# [INPUT DATA]

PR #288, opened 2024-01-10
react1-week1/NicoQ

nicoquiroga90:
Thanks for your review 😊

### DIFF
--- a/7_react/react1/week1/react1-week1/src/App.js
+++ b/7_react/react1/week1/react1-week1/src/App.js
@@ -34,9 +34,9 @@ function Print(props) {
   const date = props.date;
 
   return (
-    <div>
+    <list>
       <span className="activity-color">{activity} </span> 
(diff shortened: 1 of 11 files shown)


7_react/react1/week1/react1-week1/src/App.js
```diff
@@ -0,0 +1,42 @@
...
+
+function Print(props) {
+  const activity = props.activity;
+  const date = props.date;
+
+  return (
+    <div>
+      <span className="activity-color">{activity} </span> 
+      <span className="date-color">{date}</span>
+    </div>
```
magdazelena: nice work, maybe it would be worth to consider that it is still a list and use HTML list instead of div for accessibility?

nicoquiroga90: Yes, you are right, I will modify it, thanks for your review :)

# [ACTIVITY]
Return the lines above exactly, keeping every word.

# [FINAL ANSWER]
PR #288, opened 2024-01-10
react1-week1/NicoQ

nicoquiroga90:
Thanks for your review 😊

### DIFF
--- a/7_react/react1/week1/react1-week1/src/App.js
+++ b/7_react/react1/week1/react1-week1/src/App.js
@@ -34,9 +34,9 @@ function Print(props) {
   const date = props.date;
 
   return (
-    <div>
+    <list>
       <span className="activity-color">{activity} </span> 
(diff shortened: 1 of 11 files shown)


7_react/react1/week1/react1-week1/src/App.js
```diff
@@ -0,0 +1,42 @@
...
+
+function Print(props) {
+  const activity = props.activity;
+  const date = props.date;
+
+  return (
+    <div>
+      <span className="activity-color">{activity} </span> 
+      <span className="date-color">{date}</span>
+    </div>
```
magdazelena: nice work, maybe it would be worth to consider that it is still a list and use HTML list instead of div for accessibility?

nicoquiroga90: Yes, you are right, I will modify it, thanks for your review :)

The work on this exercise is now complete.